Task statement>
From the line containing "This is done" down to the last line of the records below, copy every line exactly. Leave out everything before it.

Records to process>
PR #266, opened 2020-05-13
Remove useless lines caused by declaration-after-statement warning

JelteF:
This is done using the same automated technique introduced for the Citus
repo in https://github.com/citusdata/citus/pull/3181. The main idea is
to replace:

```c
int a = 0;
// some code
a = 1;
```

with:

```c
// some code
int a = 1;
```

Response>
This is done using the same automated technique introduced for the Citus
repo in https://github.com/citusdata/citus/pull/3181. The main idea is
to replace:

```c
int a = 0;
// some code
a = 1;
```

with:

```c
// some code
int a = 1;
```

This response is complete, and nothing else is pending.